Años 90’s: del fin de la Historia al comienzo de la historieta

No sé cómo sonará hoy, pero en los 90’ era difícil ponerse trágicos sin sonar a tonto grave. No quiero decir que fueran tiempos frívolos, pero mirabas al futuro y te devolvía luz, sentías que el mundo era un campo abierto en vías de mejora, en el que habría un camino para cada uno de nosotros. El posmodernismo con su fardo hedonista lograba imponer finalmente la noción de que el sentido último de las cosas es intrascendente, y en consecuencia los códigos sociales se hicieron menos rígidos, la religión se equiparó a las dinámicas de autoconocimiento, ahora Dios estaba dentro de nosotros, para llegar a él no era necesario seguir una doctrina ni observar sólo debíamos conocernos y aceptarnos para llegar al fondo de nuestra propia verdad. Por entonces no te olías la nube de toxinas que esto traería consigo, te dejabas llevar por el desahogo que deba la relajación de las reglas y su validez relativa. También en el mundo del trabajo, aunque las oficinas se transformaban en un enjambre de cubículos despersonalizados, uno sólo veía la flexibilización de funciones y la libertad del trabajo a tiempo parcial.

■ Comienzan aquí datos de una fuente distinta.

PR #1233, opened 2022-08-14
Fixing chat crash on macOS (and likely Linux)

colincornaby:
Long is 8 byte outside of Windows, not 4. Hardcoded uint32_t is causing pointer corruption on the stack because Python expects an 8 byte type.

I did a quick check and didn't see any other issues that looked like this in cyMiscGlue - doesn't mean they aren't lurking.

Intel has a guide for long size here:
https://www.intel.com/content/www/us/en/developer/articles/technical/size-of-long-integer-type-on-different-architecture-and-os.html

### DIFF
--- a/Sources/Plasma/FeatureLib/pfPython/cyMiscGlue.cpp
+++ b/Sources/Plasma/FeatureLib/pfPython/cyMiscGlue.cpp
@@ -232,10 +232,10 @@ PYTHON_GLOBAL_METHOD_DEFINITION(PtSendRTChat, args, "Params: fromPlayer,toPlayer
     PyObject* fromPlayerObj = nullptr;
     PyObject* toPlayerListObj = nullptr;
     ST::string message;
-    long msgFlags = 0;
+    unsigned int msgFlags = 0;
     const char* err = "PtSendRTChat expects a ptPlayer, a sequence of ptPlayers, a string, and an optional long";
 
-    if (!PyArg_ParseTuple(args, "OOO&|l", &fromPlayerObj, &toPlayerListObj,
+    if (!PyArg_ParseTuple(args, "OOO&|I", &fromPlayerObj, &toPlayerListObj,
                           PyUnicode_STStringConverter, &message, &msgFlags))
     {
         PyErr_SetString(PyExc_TypeError, err);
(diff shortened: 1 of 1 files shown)


colincornaby:
I wrote bit in the comment, I meant byte. I'll update the commit notes.

Sources/Plasma/FeatureLib/pfPython/cyMiscGlue.cpp
```diff
@@ -232,7 +232,7 @@ PYTHON_GLOBAL_METHOD_DEFINITION(PtSendRTChat, args, "Params: fromPlayer,toPlayer
     PyObject* fromPlayerObj = nullptr;
     PyObject* toPlayerListObj = nullptr;
     ST::string message;
-    uint32_t msgFlags = 0;
+    long msgFlags = 0;
     const char* err = "PtSendRTChat expects a ptPlayer, a sequence of ptPlayers, a string, and an optional long";
 
     if (!PyArg_ParseTuple(args, "OOO&|l", &fromPlayerObj, &toPlayerListObj,
```
Hoikas, line 238:
```suggestion
    unsigned int msgFlags = 0;
    const char* err = "PtSendRTChat expects a ptPlayer, a sequence of ptPlayers, a string, and an optional long";

    if (!PyArg_ParseTuple(args, "OOO&|I", &fromPlayerObj, &toPlayerListObj,
```

`cyMisc::SendRTChat()` accepts a `uint32_t` for the flags field, so it would be better to instruct Python to use the correct type. In this case, `unsigned int` is the best match, so update the initial declaration and the format string.

colincornaby: I'll apply the suggestion. Lemme validate the change on macOS real quick afterwards.

Hoikas:
It is likely, IMO, that there are additional problems like this lurking in the Python glue code. We'll have to keep our eyes out until the glue is updated to use METH_FAST as proposed in #1179, which will implicitly fix all problems due to poor type safety.

colincornaby:
The suggested change is also working on macOS

Hoikas (approved):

 Se trataba de una época optimista, novedosa, que rompía el círculo viejo de la Guerra Fría. Persistían muchas atrocidades, en los Balcanes, en Ruanda, Burundi o Afganistán, pero la corriente principal iba por otro lado. Fukuyama hablaba sobre el fin de la Historia, un momento de resolución de conflicto en que las grandes vertientes del desarrollo universal se encontraban y la dialéctica histórica tocaba a su fin. En televisión los análisis sesudos y las voces engoladas empezaban a perder terreno y hasta el arte más impenetrable se empezó a dirigir a un observador poco versado, precario, pop. En Chile la Dictadura era sucedida por una democracia, imperfecta, incompleta, pero llena de promesas accesibles. Si en los 80’ Los Prisioneros pateaban piedras, en los 90’ Jorge González tenía una casa en el árbol.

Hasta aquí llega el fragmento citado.